We also assessed the severity of colonic inflammation in each group using histological analysis. Common histological changes include ulcer formation, colonic crypt loss, and immune cell infiltration. As shown in Figure 1E, all three groups that received DSS treatment displayed significantly elevated histological score than the healthy control group, suggesting more severe inflammatory responses in the colon. EcN-Elafin group showed significantly decreased histopathological score compared with DSS group.
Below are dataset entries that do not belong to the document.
PR #1041, opened 2019-10-10
PHPC-1418: Test PHP 7.3 in Evergreen

alcaeus:
https://jira.mongodb.org/browse/PHPC-1418

@jmikola: looking at the [diff that introduced PHP 7.3](https://github.com/10gen/mongo-php-toolchain/pull/1/files#diff-a0e5b2ada9d7aee94a81a64d53055dde), I see that PHP 7.0 was removed. However, Evergreen build stages covering PHP 7.0 still complete successfully, so I'm not quite sure what's going on here. Do you know what's going on here, or where I could check to find out?

### DIFF
--- a/.evergreen/config.yml
+++ b/.evergreen/config.yml
@@ -595,6 +595,10 @@ axes:
   - id: php-versions
     display_name: PHP Version
     values:
+      - id: "7.3"
+        display_name: "PHP 7.3"
+        variables:
+          PHP_VERSION: "7.3.8"
       - id: "7.2"
         display_name: "PHP 7.2"
         variables:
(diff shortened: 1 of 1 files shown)


jmikola:
> However, Evergreen build stages covering PHP 7.0 still complete successfully, so I'm not quite sure what's going on here. Do you know what's going on here, or where I could check to find out?

Not sure myself, but I'd suggest either asking @kryptonite303, following up on [BUILD-8750](https://jira.mongodb.org/browse/BUILD-8750), or reaching out in `#evergreen-users` in Slack. It's possible the Evergreen team was just going by [PHP: Supported Versions](https://www.php.net/supported-versions.php), but that doesn't explain why they'd have left 5.5 and 5.6 in place.

jmikola:
Also, note that the Evergreen builds in this PR are all using PHP 5.6 and 7.3, so it doesn't look like they'd have caught a removal of 7.0; however, 7.0 builds in https://evergreen.mongodb.com/waterfall/mongo-php-driver are still OK from what I can tell.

As shown in the HE staining of the colonic sections, mice in EcN-Elafin group showed decreased infiltration of immune cells and better colonic crypt structure preservation compared with the DSS group (Figure 1F).

EcN-Elafin Enhances the Epithelial Barrier and Resolves Inflammation in the Gut

To investigate the possible mechanism underlying the protective effect of EcN-Elafin, we analyzed the gene expression and protein levels of proinflammatory cytokines and chemokine in the colonic segments in four groups. As shown in Figures 2B,C, the protein levels of TNF-α, CXCL-1, and IL-6 were significantly downregulated (p < 0.05) in the EcN-Elafin group compared with DSS group. It is worth noting that the expression of CXCL-1 (functional IL-8 homologue in mice) was significantly decreased in the EcN-Elafin group compared with the wild-type EcN group. Staining for markers of neutrophils (MPO) was quantified in mouse colon tissue (Figure 2A). MPO expression in the colon was increased after 3 rounds of DSS challenge and was significantly reduced by treatment with EcN-Elafin.

FIGURE 2

Figure 2. EcN-Elafin downregulated the expression of proinflammatory mediators in the colonic tissues from DSS-treated mice. (A) The expression of MPO in the colons from each group. Arrows indicate MPO positive cells in each group. (B) Relative mRNA expression and (C) protein levels of TNF-α, IL-6, and CXCL-1 in conic tissues from each group. 2^ΔCT method was used to calculate relative expression of mRNA. Protein levels were presented as pg/mg of proteins. n = 6–8 in each group. The data are presented as the mean ± SEM. ^*p < 0.05; ^**p < 0.01.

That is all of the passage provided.